An Irish court now wanted to know from the ECJ whether the standard contractual clauses and the EU-US data protection shield (“Privacy Shield”) are compatible with the European level of data protection. The Luxembourg judges now declared the "Privacy Shield" invalid. With regard to the access options of the US authorities, the data protection requirements are not guaranteed. In addition, legal protection for those affected is insufficient.

The core of the standard contractual clauses is to provide guarantees that there is adequate protection for the data of EU citizens when transferring data from the EU abroad. The Privacy Shield is another channel that is only available for data transfer to the United States. Advocate General Henrik Saugmandsgaard Öe had already raised concerns about the “Privacy Shield” in mid-December of the previous year.

2015 success for Schrems against "Safe Harbor"

At Schrems ’instigation, the CJEU overturned the predecessor of the data protection shield, the“ Safe Harbor ”regulation in 2015 because it did not adequately protect the data of European citizens against access by US authorities. The revelations of whistleblower Edward Snowden in 2013 regarding widespread Internet surveillance by US secret services also played an important role in this assessment.
SPÖ and NEOS pleased

The SPÖ club chairman Jörg Leichtfried and SPÖ data protection spokesman Christian Drobits welcomed the verdict. "We congratulate data protection officer Max Schrems for his persistent and successful work against the transmission of Facebook user data to US authorities," said Leichtfried and Drobits. The judgment would also take into account years of criticism from the SPÖ. “This is about protecting fundamental rights. With the transfer of personal data, there is a great risk that especially US authorities, such as NSA and FBI, could access it too easily. That is now being stopped, ”said the SPÖ MPs.

“The decision of the ECJ finally ends the questionable EU-US data exchange deal.
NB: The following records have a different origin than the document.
PR #5319, opened 2020-11-11
Issue 5318: use ByteBuf as payload

### LINKED ISSUE #5318: Use ByteBuf as data in ConditionalAppend
**Problem description**
Rust client needs to use ConditionalAppend for byte stream read/write. However, the current ConditionalAppend can only take Event as payload, which adds an extra 8 bytes header that cannot be interpreted by byte stream reader.

**Problem location**
ConditionalAppend wirecommand

Use ByteBuf as payload in ConditionalAppend just like AppendBlockEnd

Tristan1900:
**Change log description**  
Add ConditionalBlockEnd 

**Purpose of the change**  
Fix #5318 

**What the code does**  
The ConditionalBlockEnd is basically ConditionalAppend wirecommand but using ByteBuf as payload

**How to verify it**  
Tests should pass. Rust client byte stream API should work using this PR.


andreipaduroiu (changes requested):
Isn't @tkaitchuck trying to remove all of this stuff from the client? #5249

Tristan1900:
@andreipaduroiu Thanks for the notice. I see, so it will be using `BufferView` as the raw bytes instead of `ByteBuf`. Anyway we need to change `ConditionlAppend` from using `Event` to either `BufferView` or `ByteBuf` and let client to decide to encode data with the 8 bytes header or not.

tkaitchuck (commented):
I am indeed trying to remove byteBufs. 
So this will be a PR that one way or another is going to conflict with the one I am working on.

This PR needs to increment the wireprotocol version. It is a backwards compatible change, but if a client wishes to depend on a version at least this new, it needs to have a version number to refer to.

tkaitchuck (approved):

andreipaduroiu (approved):

andreipaduroiu:
@Tristan1900 Can you please improve unit test coverage? I am not able to merge until codecov is happy.

tkaitchuck (approved):

PR #5329, opened 2020-11-13
Issue 5324: Add generations to Controller API for Consumption Based Retention

### LINKED ISSUE #5324: Controller add/delete Subscriber APIs should accept Subscriber generation field
**Problem description**
To ensure stale API updates from Client are not applied by Controller, we need to add a Subscriber generation field to the API and ensure Controller only executes the API if the generation value is greater than the generation stored in its metadata.

**Problem location**
Controller

pbelgundi:
**Change log description**  
To ensure stale API updates from Client are not applied by Controller, we need to add a Subscriber generation field to the API and ensure Controller only executes the API if the generation value is greater than the generation stored in its metadata.

**Purpose of the change**  
Fixes #5324

**What the code does**  
Adds a generation field to add and delete subscriber APIs, such that if generation provided in the API is lower than generation stored in the metadata, the operation is rejected.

It is a victory for data protection, digital fundamental rights and the rule of law, ”said deputy NEOS club chairman Niki Scherak. "An exuberant US surveillance state is a danger to Europeans' data, today's judgment clearly puts the US in its place." It's just a shame that it took a lawsuit and the end of "Privacy Shield" none political decision.



After a first read of the judgement on #PrivacyShield it seems we scored a 100% win - for our privacy

The US will have to engage in serious surveillance reform to get back to a "privileged" status for US companies.

More details here: https://t.co/t7LFgE7LmT#ThanksToEveryone!

— Max Schrems (@maxschrems) 16. Juli 2020


----------



## FAST6191 (Jul 16, 2020)

Nice to see but the practical end results I don't expect much from.


----------



## notimp (Jul 16, 2020)

The story here imho mostly is that Max Schrems had to to sue to get 'Privacy shield' (dont go by the label  ) ended, instead of european institutions actually caring about citizens privacy rights more than about political relations with the US.

But then at this point, everyone just expects, that 'NGOs' will do that job in this field - because eveyone is so new to that internet thing... """""" (added a few airquotes..  )

Argumentation used was data espionage (mass surveillance) on EU citizens.


As FAST6191 stated, a 'designated loophole' already is in place (GDPR) to have a legal basis for data exchange, but under this clause, companies have to stop complying when the law in the country they are processing the data interferes with EU law. And it up to EU data protection agencies to prove a violation.

Means companies have more legal uncertainty - but probably not enough so they'd change much.


edit: Schrems stated, that because this is now a high level legal conflict (EU institutions have to investigate if US companies are complying and look into reasons given), this ultimately would have to lead to the US changing their standing laws on data protection - or lack thereof (puts real corporate pressure onto US lawmakers).
src: https://www.derstandard.at/story/20...ld-was-das-ende-des-eu-us-datenabkommens-fuer (german)


----------



## Alexander1970 (Jul 16, 2020)

notimp said:


> The story here imho mostly is that Max Schrems had to to sue to get 'Privacy shield' (dont go by the label  ) ended, instead of european institutions actually caring about citizens privacy rights more than about political relations with the US.
> 
> But then at this point, everyone just expects, that 'NGOs' will do that job in this field - because eveyone is so news to that internet thing... """""" (added a few airquotes..  )
> 
> ...




Austria is a small Country,please "let them have the joy".

(I hope,it is clear,this is obvious sarcasm.)


----------



## notimp (Jul 16, 2020)

Last time you heard of Austria doing anything in relation to Schrems was our legal courts not wanting to deal with "how facebook works", and throwing one of his formal legal suits out of court with the "legal reasoning": "This will go on to higher courts anyhow..." end quote.

noyb (the NGO) is entirely crowd financed, and last time I checked, they had no more than two full time employees. (But a bunch of qualified volunteers..  )

https://support.noyb.eu/join

(So hardly the thing that would invoke national pride in people.. National shame (for not caring more) more likely..  )


----------